Beynimizde kin, öfke, nefret, kıskançlık ve düşmanlık gibi “karanlığın beş atlısı” olarak adlandırabileceğimiz duygular var olduğunu ifade eden Prof. Dr. Tarhan, şunları kaydetti:
“Bu duygular devreye girdiğinde beyin, korku tepkisini başlatır; omuz, boyun ve yüz kasları gerilir, terleme başlar, tansiyon ve kalp ritmi artar. Vücutta bu gibi değişiklikler meydana gelirken, beyin savaş, kaç veya donakal tepkisini sergiler. Savaş tepkisinde tansiyon yükselir; kaç tepkisinde ise tansiyon düşebilir ve kişi bayılabilir. Donakalma tepkisi daha çok akut stresle ilişkilidir. Tehlikenin geçtiğini algılayan beyin, rahatlatıcı kimyasallar salgılar ve vücut gevşer. Duygularımızı yönetmek aslında otonom sinir sistemimizi yönetmek demektir. Kendi duygu durumumuzu kontrol edebilmek, beyin kimyasını yönetebilmek anlamına gelir ve bu da sağlıklı bir yaşam sürmemize katkı sağlar. Bu süreç bağışıklık sistemi üzerinde de olumlu etki yaratır.”
“Baldırlarda bulunan kaslarımız, “ikinci kalp” işlevi görür”
Sağlıklı bir insanın, ani bir stres durumuyla karşılaştığında beynin bazı sistemleri bloke edebildiğini dile getiren Prof. Dr. Tarhan, şöyle dedi: “Bu durum damar değerlerimizin artmasına ve kalp krizi riskinin yükselmesine neden olabilir. Beyin, organlarımız—kalp, solunum ve bağışıklık sistemi—arasında sürekli iletişim kurar. Rahatladığımızda ve dinlendiğimizde bağışıklık sistemimiz de gevşer. Nefes almanın önemi büyük, çünkü stres altındayken doğru nefes almak sinir sistemimizi gevşetir. Şu egzersizi yaparak otonom sinir sisteminizi rahatlatabilirsiniz: Nefes alırken 1, 2, 3, 4 sayacak kadar derin bir nefes alın. Ardından 1, 2 diyecek kadar nefes almayı sürdürün. 3, 4, 5, 6, 7, 8 sayacak kadar nefes tutun. Daha sonra 1, 2, 3, 4 sayacak kadar yavaşça nefes verin. Bu işlemi yaparken gözlerinizi kapatın ve sol elinizi kalbinizin üzerine koyun. Derin nefes alarak 1, 2, 3, 4 sayın, tutun ve ardından 4 sayıda yavaşça verin. Bunu 5-6 kez tekrarlayın; fazla tekrar yaparsanız başınız dönebilir. Bu egzersiz, otojenik antrenman ve rahatlama tekniklerinde kullanılan bir yöntemdir.
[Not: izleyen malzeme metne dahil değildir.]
PR #2371, opened 2018-03-28
fix(totp): add totp code window valid config

vbudhram:
This PR adds a configurable window for TOTP codes to be valid, defaulting to 1.

Fixes https://github.com/mozilla/fxa-content-server/issues/6005

### DIFF
--- a/config/index.js
+++ b/config/index.js
@@ -803,6 +803,12 @@ var conf = convict({
       format: 'nat',
       env: 'TOTP_STEP_SIZE'
     },
+    window: {
+      doc: 'Tokens in the previous x-windows that should be considered valid',
+      default: 1,
+      format: 'nat',
+      env: 'TOTP_WINDOW'
+    },
     recoveryCodes: {
       length: {
         doc: 'The length of a recovery code',
--- a/lib/routes/totp.js
+++ b/lib/routes/totp.js
@@ -18,7 +18,8 @@ module.exports = (log, db, mailer, customs, config) => {
   // Default options for TOTP
   otplib.authenticator.options = {
     encoding: 'hex',
-    step: config.step
+    step: config.step,
+    window: config.window
   }
 
   // Currently, QR codes are rendered with the highest possible
@@ -64,7 +65,9 @@ module.exports = (log, db, mailer, customs, config) => {
           .then(createResponse)
           .then(() => reply(response), reply)
 
-        const secret = otplib.authenticator.generateSecret()
+        const authenticator = new otplib.authenticator.Authenticator()
+        authenticator.options = otplib.authenticator.options
+        const secret = authenticator.generateSecret()
 
         function createTotpToken() {
           if (sessionToken.tokenVerificationId) {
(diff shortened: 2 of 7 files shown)


test/remote/totp_tests.js
```diff
@@ -206,6 +208,21 @@ describe('remote totp', function () {
           assert.equal(emailData.headers['x-template-name'], 'newDeviceLoginEmail', 'correct template sent')
         })
     })
+
+    it('should verify totp one outside one code window', () => {
+      const code = otplib.authenticator.generate()
+      return P.delay(4000)
```
vbudhram: Looking through previous remote tests, each consistently finishing in under 2 seconds, so having a 4 second delay here seemed like a safe choice for a code window.

vbudhram:
Test failures fixed with https://github.com/mozilla/fxa-auth-db-mysql/pull/330

vbudhram:
@mozilla/fxa-devs r?

config/index.js
```diff
@@ -797,6 +797,12 @@ var conf = convict({
       format: 'nat',
       env: 'TOTP_STEP_SIZE'
     },
+    window: {
+      doc: 'Tokens in the previous x-windows that should be considered valid',
+      default: 1,
+      format: 'nat',
+      env: 'TOTP_CODE_WINDOw'
```
vladikoff: typo `TOTP_CODE_WINDOw`

vladikoff: nit: can we name this `totpWindow` ? 

1. env var is called `..._CODE_WINDOW`
(2. and also `window` is a browser global which is a bit trippy)

lib/routes/totp.js
```diff
@@ -18,7 +18,8 @@ module.exports = (log, db, mailer, customs, config) => {
   // Default options for TOTP
   otplib.authenticator.options = {
     encoding: 'hex',
-    step: config.step
+    step: config.step,
+    window: config.window
```
vladikoff: if the nit is `meh` above, I think you can also do 

```js
endoing: 'hex', 
step,
window
```

test/remote/totp_tests.js
vladikoff: we cannot wait for a test to be done in 30 secs, even 4 secs is very long time for this test. Can we avoid the 4 secs and test some other way?

gdestuynder: Generate TOTPs that are 20s ahead and 20s behind window (to check the window is ~90s) and/or 31s ahead/31s behind (to check it fails if outside 90s window), then verify them - should be faster than the 4s delay 

At least, that's what I would do - I don't know if it makes sense for you or not

lib/routes/totp.js
```diff
@@ -64,7 +65,9 @@ module.exports = (log, db, mailer, customs, config) => {
           .then(createResponse)
           .then(() => reply(response), reply)
 
-        const secret = otplib.authenticator.generateSecret()
+        const authenticator = new otplib.authenticator.Authenticator()
```
vbudhram: Not directly related to code window size, but changed this to be consistent with how we use `otplib.authenticator` in other files and repos.

test/local/routes/totp.js
```diff
@@ -7,12 +7,13 @@
 const assert = require('insist')
 const getRoute = require('../../routes_helpers').getRoute
 const mocks = require('../../mocks')
+const otplib = require('otplib')
 const P = require('../../../lib/promise')
 const sinon = require('sinon')
-const proxyquire = require('proxyquire').noPreserveCache()
```
vbudhram: Benefit from https://github.com/mozilla/fxa-auth-server/pull/2371/files#r178127428, is that we no longer need proxyrequire.

test/remote/totp_tests.js
vbudhram: Updated this to remove the delay and check against future and previous code windows.

PR #2372, opened 2018-03-28
feat(metrics): add user properties for active device counts

philbooth:
Fixes mozilla/fxa-amplitude-send#60.

Amplitude's view of devices is skewed by the randomly-generated `device_id` that we're using until cross-project ids are implemented. And the `sync_device_count` property is skewed to a lesser degree by apparent session-related problems that seem to force some users to sign in repeatedly on a single device.

To mitigate those problems, this change adds three new properties that indicate the number of devices that were active in a given time period:

* `sync_active_devices_day`
* `sync_active_devices_week`
* `sync_active_devices_month`

In this case, a "month" is 30 days.

Example log line showing the new properties:

```
amplitudeEvent {"time":1522231500788,"user_id":"dbbf4e8198b34d60bf0bda7d1c7c7128","device_id":"9b56f22335484800871ba44ba6076c8a","event_type":"fxa_login - complete","session_id":1522231491568,"event_properties":{"service":"sync"},"user_properties":{"flow_id":"c2baca22bcd630c89590381b6849d236ebc3d363f2254e85bce4f6f3e7e6b6a3","ua_browser":"Firefox","ua_version":"58.0","sync_device_count":1,"sync_active_devices_day":1,"sync_active_devices_week":1,"sync_active_devices_month":1,"$append":{"fxa_services_used":"sync"}},"app_version":"108","language":"en","os_name":"Mac OS X","os_version":"10.11"}
```

@mozilla/fxa-devs r?

### DIFF
--- a/lib/metrics/amplitude.js
+++ b/lib/metrics/amplitude.js
@@ -22,6 +22,10 @@ const P = require('../promise')
 
 const APP_VERSION = /^[0-9]+\.([0-9]+)\./.exec(require('../../package.json').version)[1]
 
+const DAY = 1000 * 60 * 60 * 24
+const WEEK = DAY * 7
+const MONTH_ISH = DAY * 30
+
 const GROUPS = {
   activity: 'fxa_activity',
   email: 'fxa_email',
@@ -233,10 +237,12 @@ module.exports = (log, config) => {
     const { browser, browserVersion } = request.app.ua
     return Object.assign({
       flow_id: getFromMetricsContext(metricsContext, 'flow_id', request, 'flowId'),
-      sync_device_count: data.devices && data.devices.length,
       ua_browser: safeGet(browser),
       ua_version: safeGet(browserVersion)
-    }, getServicesUsed(request, metricsContext), getNewsletterState(data))
+    },
+      getDeviceProperties(data.devices),
+      getServicesUsed(request, metricsContext),
+      getNewsletterState(data))
   }
 
   function safeGet (value) {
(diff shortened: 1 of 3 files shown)


philbooth:
Actually, decided against the whole `day` / `week` / `month` palaver, it's unnecessary. Will come back with something simpler.

philbooth:
> Actually, decided against the whole `day` / `week` / `month` palaver, it's unnecessary. Will come back with something simpler.

Hmm, or maybe not. I'll speak to @davismtl when he gets online later and let him decide. Re-opened.

philbooth:
Got the green light from @davismtl and @irrationalagent in IRC, merging.

lib/metrics/amplitude.js
```diff
@@ -22,6 +22,10 @@ const P = require('../promise')
 
 const APP_VERSION = /^[0-9]+\.([0-9]+)\./.exec(require('../../package.json').version)[1]
 
+const DAY = 1000 * 60 * 60 * 24
+const WEEK = DAY * 7
+const MONTH_ISH = DAY * 30
```
rfk: Lol at the name, but also, I wonder if it's worth using 28 day here to match what we do in e.g. MAU calculations such as https://sql.telemetry.mozilla.org/queries/1312/source#2284

philbooth: I chose 30 days after searching to see if there was a commonly-accepted number to use when calculating MAU. Not sure if it counts for anything but all the results I checked from Google mention 30 days:

* http://www.adweek.com/digital/application-insights-how-exactly-is-mau-calculated/
* https://www.quora.com/What-is-the-best-way-to-calculate-MAU-monthly-active-users
* https://en.wikipedia.org/wiki/Monthly_active_users
* https://amplitude.com/blog/2016/01/14/measuring-active-users/
* http://blog.popcornmetrics.com/5-user-engagement-metrics-for-growth/

Given the wider-than-just-our-team audience that uses Amplitude, I figured it was better to do the conventional/expected thing than be consistent with what we'd done before.

Happy to change it though if you think the benefits of consistency are more important?

philbooth: (obviously the best thing to be consistent with would be whatever value for MAU the rest of Mozilla uses, but I couldn't find that documented anywhere)

rfk: > obviously the best thing to be consistent with would be whatever value for
> MAU the rest of Mozilla uses, but I couldn't find that documented anywhere

I have in my head that it's 28, but I could easily have made that up.  Sounds like an @davismtl question to me :-)

PR #2380, opened 2018-04-03
chore(emails): use popular email domain list from fxa-shared

philbooth:
Related to mozilla/fxa-content-server#6014.

@mozilla/fxa-devs r?

### DIFF
--- a/config/popular-email-domains.js
+++ b/config/popular-email-domains.js
@@ -4,29 +4,6 @@
 
 'use strict'
 
-// This is a list of popular email domains based on FxA users
-// Ref: https://bugzilla.mozilla.org/show_bug.cgi?id=1337932
-const domains = new Set([
-  'gmail.com',
-  'hotmail.com',
-  'yahoo.com',
-  'mail.ru',
-  'outlook.com',
-  'aol.com',
-  'qq.com',
-  'web.de',
-  'yandex.ru',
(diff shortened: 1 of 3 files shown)


config/popular-email-domains.js
```diff
@@ -4,29 +4,6 @@
...
-  'yahoo.fr',
-  'orange.fr',
-  '163.com',
-  'icloud.com',
-  'hotmail.co.uk'
-])
+const { popularDomains } = require('fxa-shared').email
 
-module.exports = domains
+module.exports = new Set(popularDomains)
```
vbudhram: My preference is to get rid of the entire file and update references to mention the shared repo instead.

https://github.com/mozilla/fxa-auth-server/blob/e7bbb86de37a25b8ecf6c17ece11c737d8a62e15/lib/email/utils/helpers.js#L10
https://github.com/mozilla/fxa-auth-server/blob/c805f9c334b99c1162f3389fc5c98d0b5ad602e5/docs/metrics-events.md#email-events

vbudhram: Only benefit is one less file, but that is not a strong argument, your call :)

philbooth: Ok, going to keep it fwiw, it's also the same way we import fxa-shared/supportedLanguages, for instance.

Issue #2355, opened 2018-03-20
Signing in to settings with TOTP generates a "New sign-in to Firefox" email


rfk:
STR:

* Set up an account with TOTP enabled
* Sign out, then go to sign back in to visit the settings page
* Enter your password, then enter the TOTP code when prompted

This generates a "New sign-in to Firefox" email, which makes it sounds like someone just signed in to sync with my account, rather than just signing in on the web.  Is it expected that we'll send an email in this case, and if so, should we change it to be clearer what the email is about?

ryanfeeley:
@rfk Should be "New sign-in to {Service Name}".

rfk:
IIUC we don't currently send an email at all when signing in to the settings page, or to non-key-using reliers like AMO or Pontoon.  Do we want to start sending an email in these cases?

(Also, yes, I thought we'd already fixed that to use the relier name in the email, but maybe my dev deployment hasn't been updated with those changes)

vladikoff:
from mtg: Ryan F says "name it Account Settings" . However there is a problem with the verify_email.

@vbudhram says we can disable that email for now when you login to "Account Settings"

PR #2381, opened 2018-04-03
fix(email): only send new sign-in emails for sync when verifying with totp

vbudhram:
Connects to https://github.com/mozilla/fxa-auth-server/issues/2355


vbudhram:
@mozilla/fxa-devs r?

PR #2386, opened 2018-04-05
feat(totp): rate limit totp verify actions

vbudhram:
Connects to https://github.com/mozilla/fxa-customs-server/issues/226

Once https://github.com/mozilla/fxa-customs-server/pull/233 lands, this can be review.

screen shot 2018-04-05 at 3 37 03 pm

### DIFF
--- a/lib/routes/totp.js
+++ b/lib/routes/totp.js
@@ -59,7 +59,7 @@ module.exports = (log, db, mailer, customs, config) => {
         const sessionToken = request.auth.credentials
         const uid = sessionToken.uid
 
-        customs.check(request, 'totpCreate')
+        customs.check(request, sessionToken.email, 'totpCreate')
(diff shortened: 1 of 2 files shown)


lib/routes/totp.js
```diff
@@ -59,7 +59,7 @@ module.exports = (log, db, mailer, customs, config) => {
         const sessionToken = request.auth.credentials
         const uid = sessionToken.uid
 
-        customs.check(request, 'totpCreate')
+        customs.check(request, sessionToken.email, 'totpCreate')
```
vbudhram: Unrelated, but `customs.check` requires email address as well.

vbudhram:
@rfk From https://github.com/mozilla/fxa-customs-server/pull/233, updated this to use the `/check` instead of `/checkCustomRule` endpoint.

PR #2388, opened 2018-04-06
fix(recovery): set assurance level when verifying with recovery code

### LINKED ISSUE #2385: Set correct `authenticatorAssuranceLevel` when verifying with recovery code
From https://github.com/mozilla/fxa-content-server/pull/5992#issuecomment-378895940, a user that verifies a session using a recovery code does not have the same privledges as a user that verifies using a TOTP code. The side affect of this is that they will not be able to remove the TOTP token after logging in with recovery code.

Since recovery codes are considered another form of authentication and one time use, I think should give them the same assurance level as TOTP.

vbudhram:
Fixes #2385

### DIFF
--- a/test/client/index.js
+++ b/test/client/index.js
@@ -136,18 +136,6 @@ module.exports = config => {
             return client.verifyTotpCode(client.totpAuthenticator.generate())
           })
           .then(() => {
-            // The above enables TOTP on the account, but doesn't mark the
-            // session as being verified via TOTP, because it was already verified
-            // via email.  Create a new session that's explicitly TOTP-verified.
-            return client.setupCredentials(email, password)
-          })
-          .then(() => {
-            return client.auth(options)
-          })
-          .then(() => {
-            return client.verifyTotpCode(client.totpAuthenticator.generate())
-          })
-          .then(() => {
             return client
           })
       })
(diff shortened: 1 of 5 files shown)


vbudhram:
@mozilla/fxa-devs r?

test/client/index.js
```diff
@@ -135,18 +135,6 @@ module.exports = config => {
...
-            // session as being verified via TOTP, because it was already verified
-            // via email.  Create a new session that's explicitly TOTP-verified.
-            return client.setupCredentials(email, password)
-          })
-          .then(() => {
-            return client.auth(options)
-          })
-          .then(() => {
-            return client.verifyTotpCode(client.totpAuthenticator.generate())
-          })
```
rfk: Just to check, this is no longer necessary because the "doesn't mark the session as being verified via TOTP" no longer applies, right?

test/remote/recovery_code_tests.js
```diff
@@ -117,6 +117,25 @@ describe('remote recovery codes', function () {
           assert.equal(emailData.headers['x-template-name'], 'postConsumeRecoveryCodeEmail', 'correct template sent')
         })
     })
+
+    it('should consume recovery and can remove TOTP token', () => {
```
rfk: nit: "recovery code" rather than just "recovery"

test/client/index.js
vbudhram: Sorry should have mentioned that, but you are correct. The session verificationMethod gets updated now.

PR #2390, opened 2018-04-11
feat(profile): Send "profileDataChanged" event when modifying 2FA status

rfk:
When the user enables or disables TOTP on their account, publish a "profileDataChanged" event so that attached services will know to update their cached copy of the user's profile data.  Connects to https://github.com/mozilla/fxa-profile-server/issues/313; @vbudhram r?

### DIFF
--- a/lib/routes/totp.js
+++ b/lib/routes/totp.js
@@ -143,6 +143,11 @@ module.exports = (log, db, mailer, customs, config) => {
           }
 
           return db.deleteTotpToken(uid)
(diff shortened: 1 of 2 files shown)


rfk:
> send this message when a user consumes a recovery code since the session assurance 
> level will get update

IIUC this will change the assurance level of that specific session, but not the maximum assurance level achievable on the account as a whole, correct?  It's the later that is reported in profile data.

Issue #2093, opened 2017-09-07
Include email address in Manage Account links


ryanfeeley:
We currently include a Manage Account button in some of our emails and include the following parameters:
* utm_source=email
* utm_medium=email
* utm_campaign=fx-account-email-verified
* utm_content=fx-manage-account

We should also include the current email address so that the user definitely logs into the right account:
* email=user%40example.com

shane-tomlinson:
Firefox opens the /settings page with both `email` and `uid` for some extra protection against account deletion/recreation edge cases.

ryanfeeley:
@shane-tomlinson Oops, forgot to attach screenshot. I don't see it in our new Secondary Email Added email.
<img width="923" alt="screenshot 2017-09-07 11 58 58" src="https://user-images.githubusercontent.com/68213/30172897-0f11c362-93c4-11e7-8834-bb9343a93c05.png">

ryanfeeley:
@vbudhram @shane-tomlinson I still see a lot of **Manage account** buttons in our email that lack the email parameter.

PR #2392, opened 2018-04-12
feat(emails): add email to all manage account email links

vbudhram:
From IRC:
```
rfeeley> vbudhram: oooh also notice that the "Manage account" buttons in the email do not link to a specific email address. will help prevent accidents for some users if it does.
<vbudhram> Vijay Budhram rfeeley: ah didn't notice, there might be some more emails that need it too
```

This PR appends the email query param to `Manage Account` email link. When a user clicks the email link, it will try to open the settings page for that email or redirect to login if they are not currently logged in.

Fixes https://github.com/mozilla/fxa-auth-server/issues/2093

### DIFF
--- a/lib/senders/email.js
+++ b/lib/senders/email.js
@@ -810,7 +810,7 @@ module.exports = function (log, config) {
     log.trace({ op: 'mailer.postVerifySecondaryEmail', email: message.email, uid: message.uid })
 
     var templateName = 'postVerifySecondaryEmail'
-    var links = this._generateLinks(this.accountSettingsUrl, message.email, {}, templateName)
+    var links = this._generateSettingLinks(message, templateName)
 
     var headers = {
       'X-Link': links.link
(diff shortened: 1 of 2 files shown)


vbudhram:
@mozilla/fxa-devs r?

shane-tomlinson:
@vbudhram - what's the user facing failure mode if they open /settings with an email query parameter that is different to the currently signed in user?

philbooth:
(whoops, hope I wasn't premature with my 👍, only just noticed @shane-tomlinson's question sorry)

vbudhram:
> what's the user facing failure mode if they open /settings with an email query parameter that is different to the currently signed in user?

If a user is logged into the browser already (or existing session), it will redirect them to the currently logged in user's `/settings` page. It seems that the expected response should be to have them redirected to the sign-in page if email is different from currently logged in user. I wonder how hairy the logic on the content-server is to do that?

@shane-tomlinson thoughts?

vbudhram:
@shane-tomlinson Was there anything else needed for this PR? Or is it good to merge?

lib/senders/email.js
```diff
@@ -841,8 +845,12 @@ module.exports = function (log, config) {
   Mailer.prototype.postChangePrimaryEmail = function (message) {
     log.trace({ op: 'mailer.postChangePrimaryEmail', email: message.email, uid: message.uid })
 
+    const query = {}
+    if (message.email) { query.email = message.email }
+    if (message.uid) { query.uid = message.uid }
+
     var templateName = 'postChangePrimaryEmail'
-    var links = this._generateLinks(this.accountSettingsUrl, message.email, {}, templateName)
+    var links = this._generateLinks(this.accountSettingsUrl, message.email, query, templateName)
```
shane-tomlinson: The duplication of account link generation in so many areas seems ripe for extraction to save us from our future selves. It doesn't seem like `query` is used anywhere else, can the majority of the duplicate code be extracted to something like:

```js
var templateName = 'postChangePrimaryEmail';
var links = this._generateSettingsUrl(message, templateName);
```

PR #2397, opened 2018-04-16
fix(recovery): update to latest recovery code requirements

vbudhram:


vbudhram:
@mozilla/fxa-devs This is backwards compatible with https://github.com/mozilla/fxa-auth-db-mysql/pull/333, r?

lib/routes/recovery-codes.js
```diff
@@ -6,13 +6,12 @@
...
 const isA = require('joi')
-const validators = require('./validators')
-const HEX_STRING = validators.HEX_STRING
+const BASE_36 = require('./validators').BASE_36
 const METRICS_CONTEXT_SCHEMA = require('../metrics/context').schema
 
 module.exports = (log, db, config, customs, mailer) => {
   const codeConfig = config.recoveryCodes
-  const RECOVERY_CODE_LENGTH = codeConfig && codeConfig.length || 8
+  const RECOVERY_CODE_SANE_MAX_LENGTH = 20
```
vbudhram: To avoid any potential test bustages, I opted for a sane max length on a recovery code.

philbooth: If you move this up to the top level, the doc generator script will pick up the definition.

Beynin alfa dalgalarını yönetmek için nörofeedback uygulamalarında da basit bir egzersiz olarak kullanılmaktadır. Doğru ve sağlıklı nefes almak, stres yönetiminde oldukça önemlidir. Ayrıca, ilginç bir şekilde, bu egzersiz bedenin kan akışını artırır. Unutmayın ki baldırlarda bulunan kaslarımız, ‘ikinci kalp’ işlevi görür ve bu kasların sağlıklı çalışması da önemlidir. Günde 5 bin adım yürümek oldukça önemlidir. Yürüdüğümüzde, baldırlardaki kaslar kasılarak pompalama işlevi görür ve bu, kalbin üzerindeki yükü alır. Yürüyüş, dolaşım sistemimizi rahatlatır ve kalbimizi destekler. Bu nedenle baldırlara “ikinci kalp” metaforu yapılmıştır; baldırlardaki kaslar, kalbin işlevini destekleyen bir mekanizma olarak kabul edilir. Ayrıca, yürüyüşün beyin sağlığı ve zihinsel sağlık üzerinde de önemli etkileri vardır.”